* **Exercise**:
Copy each line from the records below in which the word "Randhound" is found.

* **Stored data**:

PR #202, opened 2018-11-26
Working single run of Randhound

### LINKED ISSUE #200: Get single successful Randhound round
Subtask of #160

echupriyanov:
* Moved GlobalState from global var to internal state of Randhound Service
* Fixed a number of dead locks
* Added OOB message processing during stage transition

Closes #200 

Nots:
* it will crash after Final Lottery Ticket is obtained
* Needs to be carefully reworked to play nicely with Tokio runtime
* Be more resilient for network issues


rtsisyk:
OK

* **Your solution**:
Working single run of Randhound
### LINKED ISSUE #200: Get single successful Randhound round
* Moved GlobalState from global var to internal state of Randhound Service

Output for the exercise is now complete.